Patman has plans to present her work to members of both Working Group 1 and 2. She is hoping to show how different elements in speech and technology can be put together and help to create a project. She says that the structure of the working groups and the way that they’re laid out allows for better understanding of the connections between these working groups.

Her experience during the STSM visit has been positive. She emphasises flexibility and choice as an important aspect.: “I 100% would recommend STSM to others.

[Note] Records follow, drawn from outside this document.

PR #1199, opened 2026-01-23
make gpud port number configurable

aimichal:
I'd like to be able to choose the port number that gpud exposes.

This change renames `DefaultGPUdPort` to `defaultGPUdPort` to scope its visibility to the config package, and exposes a function `GPUdPortNumber()` that reads env var GPUD_PORT but falls back to defaultGPUdPort if it's missing or not an int.

It would be nice to factor this such that the port number is considered only when building the config (in DefaultConfig()) with a nice error message if it's malformed. But today `DefaultGPUdPort` (now `GPUdPortNumber()` is used throughout the codebase, so I decided to propose this surgical change to start.

### DIFF
--- a/pkg/config/default.go
+++ b/pkg/config/default.go
@@ -16,7 +16,7 @@ import (
 const (
 	DefaultAPIVersion = "v1"
 	DefaultDataDir    = "/var/lib/gpud"
-	defaultGPUdPort   = 15132
+	DefaultGPUdPort   = 15132
 )
 
 var (
@@ -146,12 +146,12 @@ func VersionFilePath(dataDir string) string {
 func GPUdPortNumber() int {
 	portStr, found := stdos.LookupEnv("GPUD_PORT")
 	if !found {
-		return defaultGPUdPort
+		return DefaultGPUdPort
 	}
 
 	port, err := strconv.Atoi(portStr)
 	if err != nil {
-		return defaultGPUdPort
+		return DefaultGPUdPort
 	}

The flexibility of it in terms of states, institutions and supervisors has been as well and allowed you to pick a place and a person that has very specific interests and what you want to look at.”

Patman says that having a good amount of time to focus on the project and the supportive environment has made for a good experience: “It has been nice that it kind of sets aside an amount of time for you to get stuck into things, but not too much to lose focus. It allows you to really delve into something in a space of time. Everyone here has been really receptive and kind of like even just approaching the working groups has been a really pleasant experience and everyone’s been really supportive. So, I would definitely recommend it.”

Chloe Patman, a dedicated PhD Candidate at the University of Cambridge, stands at the forefront of forensic phonetics and linguistics research. Armed with a Bachelor’s degree in English linguistics, she delved deep into the intricate workings of language. Building upon this foundation, she pursued a Master’s degree in forensic phonetics at the University of York, refining her expertise in the intersection of linguistics and law. With a fervent interest in voice and text analysis, Chloe’s work is underpinned by a solid understanding of acoustics, enabling her to decipher the hidden truths within speech patterns and textual evidence. Her unwavering commitment to unraveling linguistic complexities showcases her as a formidable force in the pursuit of scientific truth.

Chloe Patman visited the University of Zurich, Switzerland from 14/08/2023 to 09/10/2023. Her scientific report will be published on the LITHME website. Patman was interviewed by LITHME assistant Enni Kuusela.